PREPRINT

Implementation of reinforcement learning in chemical reaction networks: application to phototaxis as curiosity-driven exploration

Apr, 2026

Author

Tang, Ruyi and Sergeant-Perthuis, Grégoire and Colliaux, David

Abstract

Living systems navigate environments using noisy and incomplete sensory signals. In unicellular algae, phototaxis is often modeled as a mechanistic run-tumble process driven by stimulus-response rules. However, such descriptions overlook how organisms actively sample their environment to reduce sensory ambiguity. From a minimal cognition perspective, we reframe this navigation as a subjective, information-driven sensorimotor process. To this end, we propose a framework linking a Partially Observable Markov Decision Process (POMDP) with biochemical reaction dynamics. Environmental variables are hidden, while the cell maintains a minimal internal state updated from the current observation through a memoryless Bayesian reweighting step. These internal dynamics balance orienting toward light with exploratory reorientation and can be implemented through Chemical-Reaction-Network Ordinary Differential Equations (CRN-ODEs), showing how biochemical processes can physically realize the required informationprocessing mechanisms.
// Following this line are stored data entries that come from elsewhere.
PR #954, opened 2021-02-19
NO-TICKET: add public key and round length to status endpoint

Fraser999:
This PR enhances the status endpoints by providing the public signing key of the node and the next round length if the node is a validator.  Example output:

```json
{
  "api_version": "1.0.0",
  "chainspec_name": "casper-net-1",
  "starting_state_root_hash": "fd7b..0314",
  "peers": [
    {
      "node_id": "NodeId::Tls(470b..d032)",
      "address": "127.0.0.1:34554"
    },
    {
      "node_id": "NodeId::Tls(606d..b959)",
      "address": "127.0.0.1:34555"
    },
    {
      "node_id": "NodeId::Tls(a0ef..4e84)",
      "address": "127.0.0.1:34557"
    },
    {
      "node_id": "NodeId::Tls(e85b..0726)",
      "address": "127.0.0.1:34556"
    }
  ],
  "last_added_block_info": {
    "hash": "4453a99848956ad0b81883c78e6434a58997e0532314b4125746a0ee7e7accb6",
    "timestamp": "2021-02-19T00:28:12.672Z",
    "era_id": 3,
    "height": 39,
    "state_root_hash": "ba922bb17997a4481f3f3850560c7e209b3fee889d2b66926650480c8cfaa29f",
    "creator": "015ac2b49f86688057fc2426bf16067bfe428fbb33d1007f1c1583e7f59233cedd"
  },
  "our_public_signing_key": "011925e95db3df8da31ee8dc406471cc29cd413a6ee0dc08aef3eb5732a7b63f07",
  "round_length": "4s 96ms",
  "next_upgrade": null,
  "build_version": "0.9.0-7f5425bf"
}
```

### DIFF
--- a/node/src/components/consensus/consensus_protocol.rs
+++ b/node/src/components/consensus/consensus_protocol.rs
@@ -205,5 +205,6 @@ pub(crate) trait ConsensusProtocol<I, C: Context>: Send {
     /// TODO: Remove this once the Joiner no longer has a consensus component.
     fn recreate_timers(&self) -> Vec<ProtocolOutcome<I, C>>;
 
+    // TODO: Make this lees Highway-specific.
     fn next_round_length(&self) -> Option<TimeDiff>;
 }
--- a/node/src/components/consensus/consensus_protocol.rs
+++ b/node/src/components/consensus/consensus_protocol.rs
@@ -6,7 +6,7 @@ use serde::{Deserialize, Serialize};
 
 use crate::{
     components::consensus::{traits::Context, ActionId, TimerId},
-    types::Timestamp,
+    types::{TimeDiff, Timestamp},
     NodeRng,
 };
 
@@ -204,4 +204,6 @@ pub(crate) trait ConsensusProtocol<I, C: Context>: Send {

Our model includes a biophysical observation process for photoreception and a chemically computable polynomial bound on information gain. Using Inverse Reinforcement Learning (IRL) on 30 experimentally recorded Chlamydomonas trajectories, we infer the behavioral objective consistent with observed phototactic motion and benchmark the resulting dynamics with standard Stochastic Simulation Algorithm (SSA) baselines. Our model reproduces the empirical distribution of alignment with the light source and achieves alignment statistics comparable to objective SSA baselines on this dataset. Within this framework, run-tumble alternation emerges as an information-acquisition strategy: tumbling reorients the cell to sample new sensory configurations and resolve sensor ambiguity, demonstrating how intracellular biochemical networks can support adaptive information-seeking behavior in cellular navigation.